All of the records shown below need to be copied with no differences.

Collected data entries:
▶

PR #3228, opened 2017-10-13
VM code generation

mmoskal:
This implements codegen for VM running on AVR.

It additionally adds support for some recent codal build changes.

### DIFF
--- a/pxtcompiler/emitter/emitter.ts
+++ b/pxtcompiler/emitter/emitter.ts
@@ -99,6 +99,14 @@ namespace ts.pxtc {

◀

## EXERCISE ANSWER
PR #3228, opened 2017-10-13
VM code generation

mmoskal:
This implements codegen for VM running on AVR.

It additionally adds support for some recent codal build changes.

### DIFF
--- a/pxtcompiler/emitter/emitter.ts
+++ b/pxtcompiler/emitter/emitter.ts
@@ -99,6 +99,14 @@ namespace ts.pxtc {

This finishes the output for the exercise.